The Scientific Method
A common understanding of the scientific method is that it is based on a recursive method that starts with an observation of some phenomenon. For example, a person sees bumblebees landing on flowers. From this, the person forms a hypothesis, which is that the flowers are a source of food for the bees. A hypothesis is described as an educated guess. Then, the person does an experiment, which tests the idea. If the experiment fails to support the hypothesis, it is rejected. If it succeeds, then the person can elevate the hypothesis to the level of a theory, which might be called a tested hypothesis. Finally, if the person tests the theory over and over again, and it is always supported by the data, then the idea can be elevated to being a law, which is the highest-possible status in science.
This description is simple and linear, but scientific research is never that simple. The process is considerably messier, with many more twists, turns, revisions, and surprises. In fact, usually there are dead ends, false alleys, and puzzled looks! Thus, science is much more interesting at the specialist level. When it comes to how science is really done, there are more loops and modifications. For example, the hypothesis-generation phase doesn’t come just from observations, but from talking to other specialists in various fields, reading the literature, and exploring what is known and what is not. These all form an intricate interplay. Then, when you start to take data, you should have predictions with which you can compare your observations. The data isn’t usually clear-cut. It’s not like you have a theory of gravity that says that things hover above the ground that you can then prove false by dropping a ball. Most data are not conclusive. They might support or contradict your idea. You might observe something wholly unexpected, or the data might be inconclusive. Or they might partially support your idea, which then causes you to modify your hypothesis or change your experiment.

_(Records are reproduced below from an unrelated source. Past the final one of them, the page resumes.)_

PR #5575, opened 2026-09-06
Harden CI: install the E2E runtime's OpenClaw CLI from a lockfile

vivekchand:
## What

`.github/actions/setup-openclaw` installed its CLI with `npm install -g "openclaw@$OPENCLAW_VERSION"`, and every caller passed the `latest` dist-tag. That resolved the registry's moving tag afresh on each run, with no integrity check, and put the result on `PATH` for six workflows — including `ci.yml`'s live OpenClaw E2E job and the nightly keystone drive. zizmor reports it as `adhoc-packages` (installs a package outside of a lockfile).

This replaces it with `npm ci` against a committed `package-lock.json` in the action's own directory, so the install is exactly the recorded tree and every tarball is checked against its sha512 integrity hash. A bare `@version` pin was not enough on the sibling repo and is not enough here — re-resolution and the absent integrity check are the actual exposure.

It pairs with a new npm entry in `.github/dependabot.yml`, so the lock keeps moving rather than freezing on one OpenClaw release.

**The pin is `2026.5.12`** — the version CI has really been running. That choice is the substance of this PR, and the section below is why.

## What the pin uncovered

**CI has not been testing the OpenClaw it appeared to test.**

The removed `actions/cache` step keyed on `openclaw-${{ runner.os }}-${{ inputs.version }}-v1`, and every caller passed `latest`. The key contained the literal string `latest`, so it never varied and never invalidated. Every job restored the first build ever stored under it and skipped the install outright — `main`'s run logs `Cache hit for: openclaw-Linux-latest-v1`, then `openclaw cache hit, skipping install`, then `openclaw version: OpenClaw 2026.5.12 (f066dd2)`. The install step has not executed in months, and `latest` was frozen in practice the whole time.

So the honest reading of "green on main" is: **green against OpenClaw 2026.5.12**, not against current OpenClaw.

### Why this pins 2026.5.12 rather than the newest release

An earlier revision of this branch pinned `2026.9.2` and adapted the fixtures to it. That took the live E2E job red, and the reason is not something a test edit fixes:

**OpenClaw no longer writes per-session `<sid>.jsonl` transcripts.** On `2026.9.2` there is no `agents/<id>/sessions/` directory at all. The transcript moved into `agents/<id>/agent/openclaw-agent.sqlite` (tables `transcript_events`, `session_transcript_active_events`, `session_conversations`).

[...]

PR #5583, opened 2026-09-06
Harden CI: install the visual-diff bot's Node deps from a lockfile

vivekchand:
`No-PRD:` CI-only change. Every file is under `.github/`, which is exempt from the product-record gate.

## What this changes

`pr-screenshots.yml` built its Node environment with `npm init -y` followed by a bare `npm install`:

```yaml
working-directory: head
run: |
  npm init -y >/dev/null
  npm install --no-audit --no-fund --silent \
    playwright@1.49.0 pixelmatch@5.3.0 pngjs@7.0.0
```

The three direct versions were already pinned, so this is not about them. Without a lockfile every **transitive** dependency still re-resolved against the registry on each run, and no tarball was checked against an integrity hash. zizmor reports it as `adhoc-packages` — one of the two left on this repository's workflows.

The step runs in a job holding `contents: write` and `pull-requests: write`, so whatever resolves there runs with those scopes. Same reasoning as the equivalent fixes already merged in `clawmetry-pro` and `clawmetry-cloud`, and as the SHA pinning applied to every `uses:` reference: make an upgrade deliberate rather than a side effect of when the job happened to run.

Now:

```yaml
working-directory: head/.github/scripts
run: |
  npm ci --no-audit --no-fund
  npx playwright install --with-deps chromium
```

Same three versions — this changes **how** they are installed, not what.

## Why the manifest lives in `.github/scripts/`

`visual-diff.mjs` imports `playwright`, `pixelmatch` and `pngjs` as bare specifiers, which Node resolves by walking up from the importing file. `head/.github/scripts/node_modules` is the first directory it checks. A manifest in a directory of its own would install somewhere those imports never look.

## Dependabot

Paired with a new npm entry for `/.github/scripts`, so the lock keeps moving instead of freezing — the same pin/updater pairing that file already documents for the SHA pins and the other four Node manifests. **Appended at the end of the file** so it does not collide with the entry #5575 adds mid-file.

## Verification

- `npm ci` in a clean directory laid out as `head/.github/scripts/` exits 0; every package in the lock carries an integrity hash
- all three bare specifiers resolve from `visual-diff.mjs`'s real location (checked with `createRequire` against that exact path)
- zizmor `adhoc-packages` on `pr-screenshots.yml`: 1 → 0, no new finding introduced (52 → 51 total; the remainder is the `setup-openclaw` one #5575 fixes)
- all 38 workflow, composite-action and `dependabot.yml` files parse under `yaml.safe_load`
- `scripts/check_action_refs.py` still exits 0

## One transitional note for the reviewer

The manifest is read from the PR **head** checkout, consistent with how this workflow already consumes head (`./head/.github/actions/setup-openclaw`, `head/.github/scripts/post-visual-diff.mjs`). A PR branched before this merges will not have the manifest in its head, so its install step will fail until it picks up main. The bot is non-blocking by design — it is not among the 12 checks `E2E Gate (required)` aggregates — so this costs a screenshot comment, not a merge. Flagging it rather than burying it; happy to add a trusted-checkout step instead if you would rather it not depend on head at all.

https://claude.ai/code/session_019xu7MkNCbNQuZMJRw7SJpT

---
_Generated by [Claude Code](https://claude.ai/code/session_019xu7MkNCbNQuZMJRw7SJpT)_

### DIFF
--- a/.github/dependabot.yml
+++ b/.github/dependabot.yml
@@ -139,3 +139,20 @@ updates:
       - "dependencies"
     cooldown:
       default-days: 7
+
+  # npm — the PR visual-diff bot's Playwright/pixelmatch/pngjs
+  # (.github/scripts/, driven by pr-screenshots.yml). The other half of that
+  # pin: the lockfile makes the install reproducible and integrity-checked,
+  # and this entry is what keeps it moving. Without it the bot would sit on
+  # one Playwright forever, which is the frozen end of the same problem the
+  # unpinned install was at the other end of.
+  - package-ecosystem: "npm"
+    directory: "/.github/scripts"
+    schedule:
+      interval: "weekly"
+      day: "monday"
+    open-pull-requests-limit: 3
+    labels:
+      - "dependencies"
+    cooldown:
+      default-days: 7
--- a/.github/scripts/package-lock.json
+++ b/.github/scripts/package-lock.json
@@ -1,0 +1,92 @@
+{
+  "name": "clawmetry-pr-screenshots",
+  "version": "0.0.0",
+  "lockfileVersion": 3,
+  "requires": true,
+  "packages": {
+    "": {
+      "name": "clawmetry-pr-screenshots",
+      "version": "0.0.0",
+      "license": "MIT",
+      "dependencies": {
+        "pixelmatch": "5.3.0",
+        "playwright": "1.49.0",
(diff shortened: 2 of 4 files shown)


vivekchand:
✨ auto-fixed: merged current main into the branch (was behind; fresh CI triggered)

---

PR #5592, opened 2026-09-06
Harden: declare the non-security digests as non-security

vivekchand:
No-PRD: security hardening of existing digest call sites; no product surface, no API, and no stored value changes.

**Risk:** Low, and the one thing that could have bitten is explicitly tested. Several of the rewritten call sites produce **persisted** ids — event dedup keys in DuckDB, trace/span ids, cron change-detection hashes. If the digests had changed, the daemon would have silently re-ingested every already-stored event. `usedforsecurity=False` does not alter the output, and `test_digests_match_hashlib` asserts that byte-for-byte against `hashlib` for four payloads including the empty string and all 256 byte values. Nothing else changes: no schema, no endpoint, no config. Undone by reverting the commit — there is no migration and no retroactive data change.

---

## Summary

- ClawMetry hashes plenty of things that are not secrets: dedup ids for ingested events, the change-detection hash over a cron file, a fingerprint over a tool call's arguments, trace/span ids derived from a session id. Fourteen of those call sites reached for `hashlib.md5` / `hashlib.sha1` directly. On a host whose crypto provider is configured to allow only approved algorithms — the normal build on several enterprise Linux distributions — those constructors don't return a weak digest, they **raise `ValueError`**. That turns the daemon's cron ingest, its memory-file ingest, event dedup, the detector fingerprints and the Tracing tab's span ids into crashes, and not one of them is doing cryptography. `usedforsecurity=False` is the documented way to say so, and it's what keeps a non-security digest available where the provider restricts the algorithm.
- The keyword can't just be sprinkled on. It reached hashlib's constructors in CPython 3.9 and `setup.py` still declares `python_requires=">=3.8"`, where passing it is a `TypeError` rather than a no-op. `routes/meta.py` already carried a bare `usedforsecurity=False`, so that one line was already broken on any 3.8 install — CI covers 3.9 and 3.11 only, so nothing had eyes on it. The version check now lives in one new short module, `clawmetry/nonsecret_hash.py` (per CLAUDE.md's "new short module, not 300 lines into a 20k-line file"), and all fifteen call sites go through it.
- `tests/test_nonsecret_hash.py` carries a **ratchet** that fails if a bare `md5`/`sha1` reappears anywhere under `clawmetry/`, `routes/` or `helpers/`, so this can't quietly come back between audit runs. It's wired into `ci.yml` in this PR, because this repo runs FILE LISTS and a test named in no workflow step runs in no job at all.
- `scripts/harness/audit.py` keeps its own bare `sha1` deliberately, and is excluded from the ratchet's scanned trees with the reason written down: it's a standalone CI harness invoked as `python3 scripts/harness/audit.py`, so the package isn't on its `sys.path` and it can't import the helper.

## Test plan

- [x] `bandit` B324 findings go **14 → 1** (the harness script above, excluded on purpose)
- [x] 11 new tests in `tests/test_nonsecret_hash.py` pass
- [x] **The ratchet was verified to bite** — reintroduced one bare `hashlib.sha1(` in `clawmetry/detectors.py` and `test_no_bare_md5_or_sha1_in_runtime_code` failed naming that exact line; `test_ratchet_would_catch_a_regression` pins the pattern itself
- [x] Digests are unchanged vs `hashlib` for `b""`, `b"hello"`, a realistic dedup key, and `bytes(range(256))` — so no persisted id moves
- [x] Every workflow file parses under `yaml.safe_load`; `tests/test_workflow_yaml_valid.py` → 507 passed
- [x] The repo's own `ast.parse` gate passes over all 1329 `.py` files
- [x] `lint-py39`, `lint-js`, `lint-daemon-allowlist`, `lint-runtime-count`, `lint-ac-coverage`, `lint-module-map` all pass; `docs/MODULE_MAP.md` regenerated and in sync
- [x] `ruff check dashboard.py clawmetry/` reports **231** findings — the exact pre-existing count on clean `main`, so this adds no lint debt. Getting there meant removing five `import hashlib` statements left dead by the rewrite (four of them function-local); each was confirmed dead by walking its enclosing function's AST first
- [x] `dashboard`, `clawmetry.sync`, `clawmetry.local_store`, `clawmetry.detectors`, `clawmetry.span_reconstruct` and the four touched route modules all import cleanly in a fresh interpreter
- [x] Known-unrelated: `tests/test_detectors_behavioural.py` and `tests/test_event_id_unification_and_dedup.py` have six DuckDB connection-configuration failures. They **reproduce identically on clean `main`** and are untouched by this change

https://claude.ai/code/session_01QHxWYV4ayn5pp3UcsK6xPr

---
_Generated by [Claude Code](https://claude.ai/code/session_01QHxWYV4ayn5pp3UcsK6xPr)_

### DIFF
--- a/.github/workflows/ci.yml
+++ b/.github/workflows/ci.yml
@@ -172,6 +172,14 @@ jobs:
       - name: Architecture docs name modules that exist
         run: python3 -m pytest tests/test_module_map_drift.py -q
 
+      # Non-security digests (dedup ids, trace ids, change-detection hashes)
+      # must go through clawmetry.nonsecret_hash. A bare hashlib.md5/sha1
+      # raises ValueError -- not a weak digest, an exception -- on a host whose
+      # crypto provider allows only approved algorithms, which turns an ingest
+      # pass into a crash. Named explicitly because this job runs FILE LISTS.
+      - name: Non-security digests declare themselves
+        run: python3 -m pytest tests/test_nonsecret_hash.py -q
+
       # The declared product surface must match reality: every cell names a
       # verifier that exists, and nothing claims to be "gated" while sitting
       # behind a path-filtered workflow that stays silent on most PRs.
--- a/clawmetry/detectors.py
+++ b/clawmetry/detectors.py
@@ -63,13 +63,13 @@ by env so the daemon can tune them without a code change.
 """
 from __future__ import annotations
 
-import hashlib
 import json
 import os
 from typing import Any, Iterable, Optional
 
 # New in this change, each in its own module so the whole of the new capability
 # is readable in one place and this file keeps its shape.
+from clawmetry import nonsecret_hash as _nsh
 from clawmetry.detector_calibration import (  # noqa: F401
     BASELINE_CEIL_RATIO, BASELINE_FLOOR_RATIO, BASELINE_MIN_SESSIONS,
     BASELINE_SIGMA, BLAST_RADIUS_FILES, EGRESS_HOST_FANOUT, RUNTIME_PROFILES,
@@ -217,7 +217,7 @@ def _args_hash(args: Any) -> str:
             norm = str(args)
         except Exception:
             return ""
-    return hashlib.sha1(norm.encode("utf-8", "replace")).hexdigest()[:16]
+    return _nsh.sha1(norm.encode("utf-8", "replace")).hexdigest()[:16]
 
 
 def _iter_tool_calls_from_data(et: str, data: dict) -> list[dict]:
--- a/clawmetry/local_store.py
+++ b/clawmetry/local_store.py
@@ -47,6 +47,7 @@ import subprocess
 import sys
 from clawmetry import ccr as _ccr  # reversible event-payload compression (#2843)
 from clawmetry import event_shape as _event_shape  # v15 typed event columns
+from clawmetry import nonsecret_hash as _nsh
 from clawmetry.trail_store import TrailStoreMixin  # intent / back-fill / git join
 import threading
 import time
@@ -13887,11 +13888,10 @@ class LocalStore(TrailStoreMixin):
         Idempotent on a stable id derived from provider+kind+ts so re-tailing
         the log (after a rotation/truncation rescan) never double-counts.
         """
-        import hashlib
         prov = (provider or "").lower().strip()
         if not prov or not kind or not ts_iso:
             return
-        ev_id = "connhealth-" + hashlib.sha1(
+        ev_id = "connhealth-" + _nsh.sha1(
             f"{prov}|{kind}|{ts_iso}|{(raw or '')[:80]}".encode("utf-8")
         ).hexdigest()[:24]
         payload = json.dumps({
@@ -13947,7 +13947,7 @@ class LocalStore(TrailStoreMixin):
         """
         if not event_type or not ts_iso:
             return
-        ev_id = "talk-" + hashlib.sha1(
+        ev_id = "talk-" + _nsh.sha1(
             f"{session_id or ''}|{event_type}|{ts_iso}|{(raw or '')[:80]}".encode("utf-8")
         ).hexdigest()[:24]
         payload = json.dumps({
--- a/clawmetry/nonsecret_hash.py
+++ b/clawmetry/nonsecret_hash.py
@@ -32,28 +32,47 @@ signatures, tokens, or integrity checks over untrusted content. Those want
 SHA-256 (or the ``cryptography`` package, which the cloud-sync path already
 depends on), not a documented-as-non-security MD5.
 
-Why the two scanners are told to stand down *here* and nowhere else
-------------------------------------------------------------------
+What the two scanners say about this page
+----------------------------------------
 
 Collecting the calls into this module is what makes the risk acceptance
 reviewable: there are exactly four ``hashlib`` constructor calls in the
 package now, all of them on this page, instead of fifteen scattered ones.
-That same collection is why both scanners fire here.
+That same collection is why both scanners point here.
 
 * **bandit B324** flags a weak digest built without ``usedforsecurity``.
-  Only the two 3.8 fallbacks qualify, and they carry ``# nosec B324``.
+  Only the two 3.8 fallbacks qualify, and ``# nosec B324`` clears them.
+  That marker works: bandit reports zero B324 for this file.
 * **CodeQL ``py/weak-sensitive-data-hashing``** flags all four, because it
   tracks the *caller's* value into the sink: a ``session_id``, ``job_id`` or
   ``trace_id`` reaching a weak digest reads as sensitive data being hashed.
-  Unlike bandit, it does not treat ``usedforsecurity=False`` as an answer,
-  so the declaration alone does not clear it. The values concerned are
-  identifiers ClawMetry itself minted and already stores in plaintext beside
-  the digest -- the digest is a shorter name for a row, not a way of
-  protecting it -- so there is nothing here for a collision or a preimage to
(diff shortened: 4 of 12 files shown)


vivekchand:
## CodeQL is red on this PR, and I can't clear it from here — it needs a maintainer decision

**Failing check:** `CodeQL` — *"4 new alerts including 4 high severity security vulnerabilities"*, alerts [977](https://github.com/vivekchand/clawmetry/security/code-scanning/977), [978](https://github.com/vivekchand/clawmetry/security/code-scanning/978), [979](https://github.com/vivekchand/clawmetry/security/code-scanning/979), [980](https://github.com/vivekchand/clawmetry/security/code-scanning/980), all `py/weak-sensitive-data-hashing` on `clawmetry/nonsecret_hash.py` lines 52, 54, 63, 65.

### What it's pointing at

Those four lines are **every** `hashlib` call in the new helper — including the two that pass `usedforsecurity=False`. That kwarg is invisible to this query: it keys on the algorithm (MD5/SHA-1) plus a taint path from a source it classifies as sensitive, which here is the `id` category — `session_id`, `ev_id`, the event payload used as a dedup key. So this is not something a flag or a `# nosec` fixes.

### Why I don't think it's new risk — and where that reasoning stops

This PR changes no algorithm and no digest. The same fifteen `hashlib.md5`/`sha1` calls over the same `*_id` values exist on `main` today; the PR moves them behind one helper. CodeQL's PR check fails only on alerts it considers **new**, and an alert's identity is tied to its location — relocating a sink into a new file breaks the fingerprint, so pre-existing flows get re-reported as new. That's what I believe happened: 2 MD5 paths + 9 SHA-1 paths, grouped into 4 alerts, all landing on the one file they now pass through.

**I could not verify that.** The code-scanning API is unreachable from this session (no `gh`, no MCP tool for it, and direct REST is blocked by the proxy), so I can't confirm whether 977–980 were already open against `main`'s call sites. **That check is worth a maintainer doing before accepting my reading** — if these flows were *not* already alerting on `main`, my relocation explanation is wrong and the finding deserves a fresh look.

On the substance: none of these digests protects anything. They are dedup keys, OTLP trace/span ids, an 8-hex-char fingerprint over truncated tool arguments, and a cron-file change hash. Session ids are local identifiers already shown in the UI and exported over OTLP, not secrets. But "is an id sensitive here" is a judgement about this product, not something I should decide unilaterally on a public repo.

### The two ways forward — both are yours, not mine

1. **Dismiss 977–980 as false positives** in the Security tab. CodeQL runs here via **default setup** (there's no `.github/workflows/codeql.yml` and no `.github/codeql/` config), so there's no query-filter file I can add and no supported inline-suppression comment. Dismissal is a UI action with permissions and judgement I shouldn't assume.
2. **Migrate these ids off MD5/SHA-1** (SHA-256 or `blake2b`, which `local_store.py:2715` already uses for a similar purpose). This is the answer that actually satisfies the scanner rather than silencing it — but it **changes persisted values**: event dedup keys in DuckDB, trace ids, cron change hashes. Every stored event would re-ingest without a migration. That's a separate PR with a migration plan, explicitly outside what this one promised.

### What I'm doing

Not re-running the check — this is deterministic static analysis, so a re-run returns the same result and would just spend the budget. Not pushing a speculative change either: option 1 isn't a code change, and option 2 contradicts this PR's stated risk profile ("no stored value changes"), so guessing between them would be worse than asking.

Everything else on the PR is green or clean: Drift Bot reports no drift, there are no review threads, and the branch has no merge conflict. This one check is the only thing blocking, and it stays blocked until you pick 1 or 2. I'll keep watching the PR and re-check on a timer; if you'd rather I close this and reopen it as the option-2 migration, say so and I'll do that instead.

---

vivekchand:
**Correction to my comment above:** CodeQL is *not* blocking this PR.

When I wrote that, CI was still running. All 48 checks have now finished: **47 pass or skip, CodeQL is the only failure — and it is not a required check.**

- `E2E Gate (required)` → **success**
- `mergeable_state` → `unstable`, not `blocked` (GitHub uses `unstable` for "mergeable, but a non-required check is red"; a required check would make it `blocked`, and a conflict `dirty`)

So the merge isn't gated on 977–980 at all. That narrows the decision to one question: **is it acceptable for those four alerts to stay open against `main` after merge?** If yes, this can merge as-is and the option-1 dismissal is just tidying whenever you feel like it. If no, that's the option-2 migration and this PR should wait.

Everything else stands: no merge conflict, digests unchanged, and the four review threads above are left unresolved on purpose — the finding is escalated, not addressed, and resolving them would hide it while the decision is still open.

---

vivekchand:
## Measured: inline CodeQL suppression does nothing on this repo. Annotations removed in `1437d9b`.

`664f447` (pushed by a different session, not this one) added `# codeql[py/weak-sensitive-data-hashing]` to all four `hashlib` calls under the heading *"so CodeQL agrees"*, plus a test asserting each call keeps its annotation.

**CodeQL re-ran on that commit and reported the same four high-severity alerts.** They went 977–980 → **981–984** purely because the annotations shifted the lines and a changed location mints a new alert identity. Nothing was silenced.

That also settles the open question from my earlier comment, the one I said I couldn't verify: **these alerts track *location*, not risk.** Four identical calls, moved a few lines by a comment, produced four brand-new "new in this PR" alerts. That's the relocation mechanic, now demonstrated rather than hypothesised.

### Why the annotations can't work here

Code scanning runs through **default setup** — no `.github/workflows/codeql.yml`, no `.github/codeql/` config — so there's no query filter to add, and inline suppression comments are a CodeQL *CLI* feature that default setup doesn't honour. A comment that reads like a fix and isn't one is worse than no comment, and the accompanying test made it permanent: it would have failed anyone who deleted the dead markers, while the alerts stayed up regardless.

### What `1437d9b` keeps

- **`# nosec B324`** on the two 3.8 fallbacks — that marker demonstrably works (bandit: zero B324 in this file, 1 repo-wide, the standalone harness script excluded on purpose).
- **The risk-acceptance reasoning** from `664f447`'s docstring, which is sound and worth keeping: these digests are shorter names for rows whose identifiers are stored in plaintext beside them, so a collision or preimage wins nothing.
- **The four-call containment check**, now asserting the opposite: that no inline CodeQL suppression comes back, with the measurement written down so nobody re-runs the experiment.

Verified before pushing: 12 tests pass; the inverted guard was checked to bite by re-adding one annotation (it failed naming that line); `ruff` reports **231** — the exact clean-`main` baseline; bandit B324 stays 1; the `ast.parse` gate passes over all 1329 files; `lint-py39`, `lint-module-map`, `lint-ac-coverage`, `lint-daemon-allowlist` pass; digests still match `hashlib` byte-for-byte.

### Still yours to decide, and now with one option removed

CodeQL will stay red on this PR. It is **not a required check** — `E2E Gate (required)` passed on the previous head — so this is mergeable with the alerts left open. The real choice is:

1. **Merge and dismiss 981–984** in the Security tab. (In-code suppression is now ruled out, so the Security tab is the only dismissal route.)
2. **Migrate these digests off MD5/SHA-1**, which rewrites already-persisted bytes — event dedup keys, trace ids, cron change hashes — and needs its own migration PR.

I'm not making that call, and I'd ask that another automated session not make it either: the next thing pushed here should follow from your answer, not from a fresh guess at it.

---

vivekchand:
E2E Gate (required) passes. The only non-passing check is CodeQL (`unstable`), which the PR body explicitly addresses: the one remaining bandit B324 finding is `scripts/harness/audit.py`, excluded on purpose since it's a standalone CI harness that cannot import the `clawmetry` package. CodeQL failure here is expected and documented by the author. Blocked on author decision — skipping (auto-mergeability sweep)

---

PR #5651, opened 2026-09-08
[RELEASE] fix(overview): count only the tasks the panel will actually show

vivekchand:
Caught during the **live verification** of #5645 / #5648 on `app.clawmetry.com` under `?runtime=codex` — and it's a defect that fix introduced.

## What I saw

The new empty state said:

> No active tasks for Codex — **489 tasks on other runtimes — switch runtime to see them.**

Switching to all-runtimes rendered **zero cards**.

## Why

The count was `allAgents.length - agents.length` — every row the runtime filter removed. But the list applies runtime scope **and** bucket **and** recency: all 489 had finished more than an hour earlier, so the panel's own `RECENT_DONE_MS` (1h) rule excludes them from "Recently Completed".

A number that promises more than the list can show is the same class of defect as the four this panel just shed. An empty state that sends someone to an empty screen is its own small lie.

## Fix

One visibility rule for counts and rendering:

```js
function _ovVisible(list, nowMs) {   // running always; finished only while recent
  ...returns {running, done, failed, total}
}
```

- The other-runtime count is now `_ovVisible(<other runtimes>).total` — it can only ever name tasks a user will actually find after switching.
- `loadOverviewTasks` renders from the same splitter instead of re-deriving buckets and then filtering them.
- `_ovVisible` and `_ovRecentlyFinished` are hoisted to module scope (alongside `_ovBucketOf` / `_ovEndedMs`) so the vm-based unit harness can reach them rather than being trapped in a closure; `_ovRecentlyFinished` takes an injectable `nowMs`, which is what makes the recency behaviour testable at all.

## Verification

- **13 new behavioural assertions** (36 total in `tests/test_active_tasks_units.js`) pinning the exact bug: a pile of old tasks counts as **zero**; a running task always counts; a never-ran spawn with a now-stamped `updatedAt` counts as zero.
- **2 new static guards**, including one that bans the `allAgents.length - agents.length` shape outright.
- Proven **red against `origin/main`**, green after. 60 pass across adjacent suites. `make lint-js`, `lint-module-map`, `lint-runtime-count` green.
- Two earlier guards were re-pointed from the call site they happened to pin to the invariant they meant to (`_ovBucketOf` is reached via `_ovVisible` now) — the same over-specification broke `test_js_treats_running_as_live` in #5645.

Released directly because #5645 is already live and this corrects copy a user is reading right now.

No-PRD: correction to a defect introduced by #5645, found in live verification.

https://claude.ai/code/session_015E22w1HVFeFyMQZ6zRPAeb


vivekchand:
**Autonomous maintainer handoff** — 2026-09-08

All substantive CI checks are green (MOAT Verifier, E2E Browser Tests, Live OpenClaw E2E, Store invariants, Entitlement API tests, Compression Safety Eval, Eval Suite Gate, all pip installs). The E2E Gate check is blocked by a timing artifact: the gate job ran at push time (before the CI legs had started), saw no results, and failed within seconds. A branch update has been triggered to get a clean E2E Gate run.

This is a **[RELEASE] PR** — merging triggers `release-on-merge.yml` which publishes to PyPI. That requires production secrets not available in the automated sandbox. Once the fresh E2E Gate passes, this PR is ready for a human to squash-merge and ship.

---

PR #1058, opened 2023-09-14
Change direnv example to upload $env.PATH as a list

Gryff:
First of all thanks for the direnv example!
It got me unblocked, but I missed that I couldn't see the path in the list format when I typed `$env.PATH`.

Even once you have done your experiment, you need to see if other people can replicate it. You need to have others criticize it. Even the best scientists can fool themselves. They can make mistakes and overlook things. If you want your idea to be bulletproof, you need to have everything vetted by the most critical process possible. If you can't handle criticism, then you shouldn’t become a scientist, because it’s a world of constant and brutal critique. It’s not that your colleagues are being unnecessarily mean to you; on the contrary, they are trying to help you! The goal of scientists isn’t to win an argument; it’s to be right, and this means the pursuit of answering all questions within a team of people devoted to hard work and critical thinking.
Science and Philosophy
There are those in the philosophical community who regard philosophy as the queen of intellectual disciplines, from which all the others originated, and there is historical merit in that position. However, some then imply that philosophers are superior to other pursuers of knowledge, such as scientists. Alternatively, the disciplines of science and philosophy can be viewed in the manner of evolution. For example, it is true that the original form of semi-complex animal was a sea sponge. Over millions of years, other forms of animals evolved, including the phylum Chordata, which includes mammals and humans. And even though our ancestral organism might have been a sponge, that doesn’t mean that modern-day sponges can do calculus. It’s more of a schism that occurred early on, and the divergences have made the two organisms very different. In the same way, philosophy allowed science to arise, but the two disciplines are now quite distinct. There are two core ideas of philosophy to understand science: metaphysics and epistemology.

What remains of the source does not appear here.